# Cricket questions



## Skittles (Aug 2, 2012)

My little girl doesn't use her wheel, but absolutely loves to explore and check out her toys and new things. So i like to give her lots of variety and try new things. I hate crickets, but I wonder if she'd love to hunt them, she hates the canned ones so I've been debating buying a couple live ones. For those of you that feed live crickets, how do you keep them? Can they just stay in the bag that they come in from the pet store for the night. (I'm determined my hedgehog is broken, I love her so much don't get me wrong, but she seems to prefer being awake during the day and always has been like that, so she would get them first thing in the morning) how well can crickets jump, I figured I'd use a Rubbermaid bin, but if a cricket gets out I may have to move out of my house... Any help with this is really appreciated as I'd rather not move out.. Also I sorry if this should have been in toys, I couldn't decide as it kind of falls into both categories


----------



## swahf24 (Jan 23, 2013)

they won't last very long in the bag u brought them home in. You're better off keeping them in a critter keeper for a few days with some apples, bananas, carrots, potatoes, or any other fruits/veggies you have around to make sure they have lots of nutrients for your hedgie. A cricket shouldn't be able to jump outta one of those containers unless u have something they can literally climb to the top.


----------



## Alex (Dec 7, 2012)

I actually leave them in the bag they come in and store them in the fridge. At a low temperature they go into a cryostasis of sorts (I'm not sure what the proper term is for it), and they just stop moving, almost like they're dead. But once you take them back out and warm them up, they come back to life. I don't know how long these last vs. keeping them and caring for them, but I only buy small amounts at a time anyway, so I don't need them to last that long.  Hannibell loves them both when they're cold and hunting them when they come back to life, and I don't have to touch them (I'm actually horribly afraid of crickets and can't stand actually touching them. I actually cry and my boyfriend had to go get a stray live one that hopped away. I thought I was going to lose it! lmao) I hope this helps.


----------



## Skittles (Aug 2, 2012)

Thanks for both replies, Alex what do you put your hedgehog to let it hunt that the crickets can't get out of?


----------



## RondackHiker (Jan 21, 2013)

You could do it in the tub.

There are also plastic tweezers you can buy to handle the crickets and they make these nifty bug vaccuum type things for kids. You turn it on, suck up the bug, and it lands unharmed in a container. You could then empty the container into the tub for hunting, with no touching.

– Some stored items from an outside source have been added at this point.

PR #227, opened 2019-06-27
fix(secure_channel): fix data race in sendAsyncWithTimeout()

### LINKED ISSUE #225: Data Race in SecureChannel.sendAsyncWithTimeout
Started a Publish loop for a Subscription and let the main goroutine exit therefore triggering deferred `Client.Close()`. Got basically the same data races as in #184.
Turns out this problem is obviously introduced by me (#196) when I excluded `m.Encode()` from the synchronized region. In this case, `Client.Close()` writes the `s.reqhdr` fields while a Publish request being sent reads from them while encoding.

On one hand just moving `s.mu.Unlock()` after the line with `m.Encode()` fixes this problem. On the other hand, I'm not sure this is a robust solution. It more or less forces to serialize requests being sent through SecureChannel. I imagine storing a prototype of a RequestHeader in SecureChannel and making a copy of it for each request (for safe encoding) would be more robust. Seems there's no need to perform a deep copy, so I don't see problems with that.

alexbrdn:
closes #225

### DIFF
--- a/uasc/secure_channel.go
+++ b/uasc/secure_channel.go
@@ -47,8 +47,8 @@ type SecureChannel struct {
 	// cfg is the configuration for the secure channel.
 	cfg *Config
 
-	// reqhdr is the header for the next request.
-	reqhdr *ua.RequestHeader
+	// reqhdrproto is the prototype for the header for the next request.
+	reqhdrproto *ua.RequestHeader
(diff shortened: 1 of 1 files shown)


alexbrdn:
superseded by #234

Why don't you like crickets? They're amusing little bugs. I used to catch them and keep them over the winter to listen to their songs.


----------



## momIImany (Oct 14, 2012)

I personnally get the small brown ones that don't chirp. I can't stand listening to that all night long. I get them by the 1000 and keep them in a 20 gallon tank with screen lid. I put in gut load food, carrots/potato, water (cricket safe container so they don't drown) and toilet paper rolls/paper egg crates to hide in. This works great because of all the money I save - BUT they stink. It's not like raising mealworms. I also use calcium powder on them. (I have a tree frog and 3 crested geckos too)


----------



## Skittles (Aug 2, 2012)

I was actually given that bug gun thing for Christmas, never thought of using it for this purpose! I will so do that! I don't like bugs in general, of any kind, they just creep me out. I've heard of crickets getting loose in people's house and never being able to catch it. I really only want to buy a couple to see if she likes them and go from there and never having dealt with the creepy jumping things I want to make sure I know what I'm doing so one of these things don't get loose


----------



## momIImany (Oct 14, 2012)

You could always put one of those "sticky" mouse pad traps around where you keep the crickets. They'd get stuck on the pad instead of crawling around your place. :mrgreen:


----------



## RondackHiker (Jan 21, 2013)

So those who raise crickets... If I just toss some veggies in there, will they eat them?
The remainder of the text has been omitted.